Rudites (from the Latin rudis - coarse) are clasts (rock fragments) coarser than a sand grain. Mixes with finer particles, rudites can be consolidated into natural concretes called conglomerates and breccias.

Conglomerates are named from the Latin for “lumped together”. They contain rounded fragments – pebbles, cobbles and boulders – and often represent waterborne and watersorted remnants of eroded mountain ranges or retreating rocky coasts. They accumulate along mountain fronts, in shallow coastal waters, and elsewhere; becoming mixed with sand, then bound by natural cement. How clasts in a conglomerate lie sorted, packed and graded offers clues to how or where it was laid down. The thickest masses of conglomerate – as in the Siwalik Formation of the Himalayas’ foothills – mark the aftermath of an orogeny.

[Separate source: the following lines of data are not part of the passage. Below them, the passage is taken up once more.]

PR #2644, opened 2022-02-01
Refactor itx code and executor code

garrensmith:
This code breaks up the `interpreting_executor` implementation into functions that we can use outside of it. This allows code re-use in the interactive transactions work.

It also moves the interactive transactions into their own module to make it a lot easier to understand and maintain. 
I've tried to keep the two commits quite separate to make the review easier by going through each commit.


dpetrick (approved):
Good work, looks nice.

PR #2645, opened 2022-02-01
Drop&recreate columns on type change for CDB

pimeys:
Also, if dropping the ID, we must recreate the table. Lots of tests are now working, but asserting a wrong error code and having more warnings due to more harsh migrations happening underneath.

Fixing these in future PRs.

Part of https://github.com/prisma/prisma/issues/4702

### DIFF
--- a/Cargo.lock
+++ b/Cargo.lock
@@ -30,9 +30,9 @@ dependencies = [
 
 [[package]]
 name = "aho-corasick"
-version = "0.7.18"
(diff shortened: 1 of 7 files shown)


tomhoule (commented):
Looks good! The only important comment is the one about the maybe missing recreation of foreign keys on other tables after table recreation — if I'm wrong there I'll just approve.

tomhoule (approved):

PR #2647, opened 2022-02-02
Fix Native types in Composites

do4gr:
Fixes https://github.com/prisma/prisma/issues/11396


tomhoule (approved):
nice!

tomhoule (approved):
Looks good! My only doubt is that I haven't seen code/tests that validates the native type has a valid source and that the type is valid for the source's connector. That may already be covered by existing validations or I just read too fast.

do4gr:
I'll add tests for that in a separate PR. Fundamentally the datamodel connector for Mongo will validate that only available Native types are used.

PR #2648, opened 2022-02-02
Use `auto()` instead of `dbgenerated()` on MongoDB

pimeys:
The datamodel id column should have `auto()` instead of `dbgenerated()` to mark automatically generated ID value. This comes with a few validations:

- `auto()` must only be used in an id field
- the field type must be `ObjectId`
- `auto()` cannot take any parameters
- `dbgenerated()` is now not allowed with MongoDB
- no `auto()` in composite types

Closes: https://github.com/prisma/prisma/issues/11552

### DIFF
--- a/libs/datamodel/core/tests/attributes/default_negative.rs
+++ b/libs/datamodel/core/tests/attributes/default_negative.rs
@@ -741,18 +741,24 @@ fn must_error_on_auto_default_on_mongodb_composite() {
         }
 
         type Meow {
-            id String @default(auto())
+            id String @default(auto()) @db.ObjectId
         }
     "#;
 
     let error = datamodel::parse_schema(schema).map(drop).unwrap_err();
 
     let expected = expect![[r#"
-        [1;91merror[0m: [1mError parsing attribute "@default": The function `auto()` cannot be used on fields of type `String`.[0m
+        [1;91merror[0m: [1mError parsing attribute "@default": The function `auto()` is not a supported on composite fields.[0m
           [1;94m-->[0m  [4mschema.prisma:18[0m
         [1;94m   | [0m
         [1;94m17 | [0m        type Meow {
-        [1;94m18 | [0m            id String @[1;91mdefault(auto())[0m
+        [1;94m18 | [0m            id String @[1;91mdefault(auto())[0m @db.ObjectId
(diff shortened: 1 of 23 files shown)


query-engine/example_schemas/generic_mongo4.prisma
```diff
@@ -1,35 +1,35 @@
 datasource db {
```
pimeys, line 1: Editor autoformat...

libs/datamodel/parser-database/src/attributes/default.rs
```diff
@@ -368,6 +372,19 @@ fn validate_empty_function_args(
...
+    arguments: &Arguments<'_>,
+    mut accept: impl FnMut(),
+    ctx: &mut Context<'_>,
+) {
+    if !args.is_empty() {
+        ctx.push_error(arguments.new_attribute_validation_error("`auto()` takes no arguments"));
+    } else {
+        accept()
+    }
+}
```
tomhoule, line 386: neat

libs/datamodel/core/tests/attributes/default_negative.rs
```diff
@@ -669,18 +669,296 @@ fn must_error_on_dbgenerated_default_on_non_native_type_on_mongodb() {
...
+
+        type Meow {
+            id String @default(auto())
+        }
+    "#;
+
+    let error = datamodel::parse_schema(schema).map(drop).unwrap_err();
+
+    let expected = expect![[r#"
+        [1;91merror[0m: [1mError parsing attribute "@default": The function `auto()` cannot be used on fields of type `String`.[0m
```
tomhoule, line 751: I think this one is not the error we would expect. I would have thought it triggers the error about auto in composite types. The message is also misleading, because we do support auto on string fields, just not in composite types.

tomhoule (approved):
very nice! Just that one comment about the error

libs/datamodel/core/tests/attributes/default_negative.rs
pimeys: Fixed in [`685b087` (#2648)](https://github.com/prisma/prisma-engines/pull/2648/commits/685b087aac0c07a9762022a011f161d501bb8292)

PR #2652, opened 2022-02-03
Try not to panic if we have no index options or a name.

pimeys:
We skip indices with no name. We introspect them as `@@index` if no options are defined.

Closes: https://github.com/prisma/prisma/issues/11300


tomhoule (approved):
So we don't panic on older mongo versions, right? Lgtm

PR #2654, opened 2022-02-03
fix(mongo): keep parsing @db.Array but validate

Weakky:
## Overview

Partial revert of: #2650.

- `@db.Array` remains parsed but is validated with a suggestion to switch to the new syntax (`@db.Array(String)` -> `@db.String`)

Implements one more TODO of: https://github.com/prisma/prisma/issues/11226

### DIFF
--- a/libs/datamodel/connectors/mongodb-datamodel-connector/src/lib.rs
+++ b/libs/datamodel/connectors/mongodb-datamodel-connector/src/lib.rs
@@ -82,21 +82,24 @@ impl MongoDbDatamodelConnector {
             None => return,
         };
 
-        if type_name == type_names::ARRAY {
-            let arg = args.get(0).unwrap();
-
-            errors.push_error(datamodel_connector::DatamodelError::ConnectorError {
-                message: ConnectorError::from_kind(ErrorKind::FieldValidationError {
-                    field: field.name().to_owned(),
-                    message: format!(
-                        "Native type `{ds_name}.{}` is deprecated. Please use `{ds_name}.{arg}` instead.",
-                        type_names::ARRAY
-                    ),
-                })
-                .to_string(),
-                span,
-            });
+        if type_name != type_names::ARRAY {
+            return;
         }
+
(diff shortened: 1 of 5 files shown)


pimeys:
Are we planning to make this a hard error before GA? We're currently just breaking stuff such as `dbgenerated()` -> `auto()` on our side. Mongo is in preview and now I'd say just go ahead and make it a hard error if using `@db.Array` with a hint how to refactor that.

libs/datamodel/connectors/mongodb-datamodel-connector/src/lib.rs
```diff
@@ -75,6 +75,29 @@ impl MongoDbDatamodelConnector {
...
         });
     }
+
+    fn validate_array_native_type(field: ScalarFieldWalker<'_, '_>, errors: &mut datamodel_connector::Diagnostics) {
+        let (ds_name, type_name, args, span) = match field.raw_native_type() {
+            Some(nt) => nt,
+            None => return,
+        };
+
+        if type_name == type_names::ARRAY {
```
pimeys, line 85: I'd like this to avoid unnecessary nesting as much as possible. This could be:

```rust
if type_name != type_names::ARRAY {
    return;
}
```

Then you could shift the rest of the function one tab to the left and it looks much better.

libs/datamodel/connectors/mongodb-datamodel-connector/src/lib.rs
```diff
@@ -75,6 +75,29 @@ impl MongoDbDatamodelConnector {
...
+            let arg = args.get(0).unwrap();
+
+            errors.push_error(datamodel_connector::DatamodelError::ConnectorError {
+                message: ConnectorError::from_kind(ErrorKind::FieldValidationError {
+                    field: field.name().to_owned(),
+                    message: format!(
+                        "Native type `{ds_name}.{}` is deprecated. Please use `{ds_name}.{arg}` instead.",
```
pimeys, line 92: :+1:

pimeys (approved):
nitpick but otherwise approved.

PR #2655, opened 2022-02-03
Composite types can have unsupported fields

pimeys:
See the @janpio issue for an example where we get an unsupported field to a composite. This is a very common case and we cannot crash here.

Closes: https://github.com/prisma/prisma/issues/11282
Closes: https://github.com/prisma/prisma/issues/11181

### DIFF
--- a/libs/datamodel/core/tests/types/composite_types.rs
+++ b/libs/datamodel/core/tests/types/composite_types.rs
@@ -2,6 +2,11 @@ use datamodel::{parse_schema, parse_schema_ast};
 use expect_test::expect;
 use indoc::indoc;
 
+use crate::{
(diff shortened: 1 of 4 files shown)


libs/datamodel/core/tests/types/composite_types.rs
```diff
@@ -2,14 +2,19 @@ use datamodel::{parse_schema, parse_schema_ast};
...
+};
+
 #[test]
 fn composite_types_are_parsed_without_error() {
     let datamodel = r#"
         datasource db{
             provider = "mongodb"
             url = "mongo+srv:/...."
         }
-
```
pimeys, line 12: My editor does this 👼🏾

tomhoule (approved):
:+1:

Breccias (from the Italian for “rubble”) are rocks containing sharp-edged, unworn, usually poorly sorted fragments, often embedded in a clay-rich matrix. Breccias form usually near their place of origin; their clasts have not been carried far enough to suffer rounding by abrasion. Many breccias originate in talus, deserts, mudslides, faulting, meteorite impact, or shrinkage of evaporite beds.

Authorities tend to separate conglomerates and breccias from tillites – poorly sorted, ice-eroded, ice-borne debris consolidated into solid rock. Many tillite clasts are faceted, with slightly rounded edges. Ancient tillites occur in South America, Africa, India and Australia.

(David Lambert “The Field Guide to Geology” 1988, Cambridge University Press)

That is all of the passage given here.